Hüftarthrose (Coxarthrose) – Ursachen

Pathogenese (Krankheitsentstehung)

Der altersbedingte Verschleiß ist nicht die Ursache einer Arthrose, sondern am Anfang der Gelenkzerstörung steht meist eine akute Schädigung des Gelenkknorpels durch ein Trauma oder eine Infektion (selten). Als pathogenetischer Mechanismus wird eine insuffiziente Matrixsynthese und/oder ein vermehrter Zelltod der Chondrozyten (Knorpelzellen) diskutiert.

Bei der Arthrose kann man folgende Pathomechanismen beobachten:

  • Arthrose durch übermäßige Belastung des Gelenks (repetitives Mikrotrauma)
  • Arthrose durch minderwertigen Knochen bzw. Knorpel

Die Ursachen der primären Coxarthrose sind unbekannt.

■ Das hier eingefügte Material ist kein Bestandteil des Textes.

PR #3090, opened 2019-08-27
Change description of 'state' object passed to ProgressUpdate

jgscherber:
Match description of the parameter to the description of the property on the event generated from the function call.

## Summary

The description of the user state returned in [ProgressChangedEventArgs.UserState](https://docs.microsoft.com/en-us/dotnet/api/system.componentmodel.progresschangedeventargs.userstate?view=netframework-4.8#System_ComponentModel_ProgressChangedEventArgs_UserState) describe the object generically as 'A unique Object indicating the user state.' whereas the `ProgressUpdate` function that generates the event describes it as being the same object that's provided `RunWorkerAsync`. That may be the case - but isn't a requirement and the documentation makes it confusing that it's a requirement. The documentation also doesn't provide information about where the object exists on the event created.

N/A

### DIFF
--- a/xml/System.ComponentModel/BackgroundWorker.xml
+++ b/xml/System.ComponentModel/BackgroundWorker.xml
@@ -745,7 +745,7 @@
       </Parameters>
       <Docs>
         <param name="percentProgress">The percentage, from 0 to 100, of the background operation that is complete.</param>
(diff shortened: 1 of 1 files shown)


rpetrusha:
@maryamariyan @safern could you review this PR?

Man geht davon aus, dass der Gelenkknorpel anlagebedingt minderwertig ist. Primäre Coxarthrosen sind häufig mit Arthrosen an anderen Gelenken wie auch der Lendenwirbelsäule vergesellschaftet.

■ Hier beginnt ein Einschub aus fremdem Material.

PR #3118, opened 2019-09-04
Use of …" messing up code highlighting

gabeluci:
## Summary
The unmatched quotes in the code examples were causing everything after them to be considered part of the string, which can be seen in the [live page](https://docs.microsoft.com/en-us/dotnet/api/system.directoryservices.directorysynchronization?view=netframework-4.8).

I just updated `…"` to `"…"` so the quotes are matched.


gabeluci:
Absolutely. I almost did it in the first place but wasn't sure if it was standard practice for the docs in places where someone would usually put their own code.

rpetrusha:
Thanks, @gabeluci! I'll merge your PR now.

Eine sekundäre Coxarthrose bildet sich deutlich früher aus als die primäre Form. Die Ursachen sind vielfältig (siehe unten).

Das Auftreten einer bilateralen (beidseitigen) Coxarthrose wird begünstigt durch:

  • zunehmendes Alter
  • Diabetes mellitus
  • Gelenktrauma/Gelenkverletzung auf der Gegenseite
  • Gelenkvorerkrankung auf der Gegenseite

Risikofaktoren für eine unilaterale (einseitige) Coxarthrose sind:

  • Gelenktrauma/Gelenkverletzung
  • Gelenkvorerkrankung

Arthrose und Inflammation (Entzündung)

Eine niedriggradige Inflammation scheint bei der Arthrose (engl. Osteoarthritis) eine größere Rolle zu spielen, als radiologische Veränderungen im Sinne einer Arthrose (Zeichen einer Degeneration). Dieses zeigte sich bei der Bestimmung von hs-CRP-Serumspiegel (high sensitivity CRP; Entzündungsparameter), die leicht aber statistisch signifikant erhöht waren im Vergleich zur Kontrollgruppe [3].
Klinisch zeigen ca. 50 % der Arthrosepatienten Zeichen einer synovialen Entzündung. Die Zeichen einer Synovitis (Gelenkinnenhautentzündungsind bereits bei geringen Beschwerden und nur eingeschränkten strukturellen Veränderungen nachweisbar. Es lässt sich dabei eine typische Immunzellinfiltration mit Monozyten/Makrophagen und T-Lymphozyten (CD4-T-Zellen) nachweisen. Des Weiteren treten bei diesem Prozess Zytokine (Tumor-Nekrose-Faktor-alpha (TNF-α); IFN-γ/Interferon-gamma), Wachstumsfaktoren und Neuropeptide auf. Die Mediatoren stimulieren unter anderem proinflammatorische  ("entzündungsfördernde") Zytokine ("entzündungsfördernde")

Ätiologie (Ursachen)

Biographische Ursachen

  • Genetische Belastung durch Eltern, Großeltern: z. B. durch Vitamin-D-Rezeptor (VDR)-Genpolymorphismen
    • In der asiatischen Population gab es signifikante Zusammenhänge zwischen VDR-Apal-Polymorphismen und Arthrose, nicht jedoch in der Gesamtpopulation [1]
    • Es bestand ebenfalls ein statistisch signifikanter Zusammenhang zwischen FokI-Polymorphismen und Arthrose; allerdings wurde dieses Ergebnis nur aus zwei Studien abgeleitet [1]
  • Lebensalter – altersbedingte Knorpeldegeneration durch verminderte Stoffwechselaktivität
  • Berufe – Berufe mit lang andauernden schweren körperlichen Belastungen (z. B. Bauarbeiter); insb. Heben und Tragen schwerer Lasten über längere Zeit (2-2,5-fache Risiko) [4]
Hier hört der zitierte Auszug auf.